*** Opening of Source material ***

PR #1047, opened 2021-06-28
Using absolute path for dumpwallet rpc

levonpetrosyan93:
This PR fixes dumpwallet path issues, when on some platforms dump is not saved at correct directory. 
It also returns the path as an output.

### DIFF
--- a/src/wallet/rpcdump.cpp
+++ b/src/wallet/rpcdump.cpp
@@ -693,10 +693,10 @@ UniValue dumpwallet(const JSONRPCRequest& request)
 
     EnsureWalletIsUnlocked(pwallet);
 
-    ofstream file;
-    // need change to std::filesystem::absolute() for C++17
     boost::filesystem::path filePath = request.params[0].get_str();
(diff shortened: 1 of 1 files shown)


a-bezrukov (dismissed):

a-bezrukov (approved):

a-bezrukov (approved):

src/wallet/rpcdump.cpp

*** Close of Source material ***

Brief - Everything in the records must be returned exactly.

Task response -
PR #1047, opened 2021-06-28
Using absolute path for dumpwallet rpc

levonpetrosyan93:
This PR fixes dumpwallet path issues, when on some platforms dump is not saved at correct directory. 
It also returns the path as an output.

### DIFF
--- a/src/wallet/rpcdump.cpp
+++ b/src/wallet/rpcdump.cpp
@@ -693,10 +693,10 @@ UniValue dumpwallet(const JSONRPCRequest& request)
 
     EnsureWalletIsUnlocked(pwallet);
 
-    ofstream file;
-    // need change to std::filesystem::absolute() for C++17
     boost::filesystem::path filePath = request.params[0].get_str();
(diff shortened: 1 of 1 files shown)


a-bezrukov (dismissed):

a-bezrukov (approved):

a-bezrukov (approved):

src/wallet/rpcdump.cpp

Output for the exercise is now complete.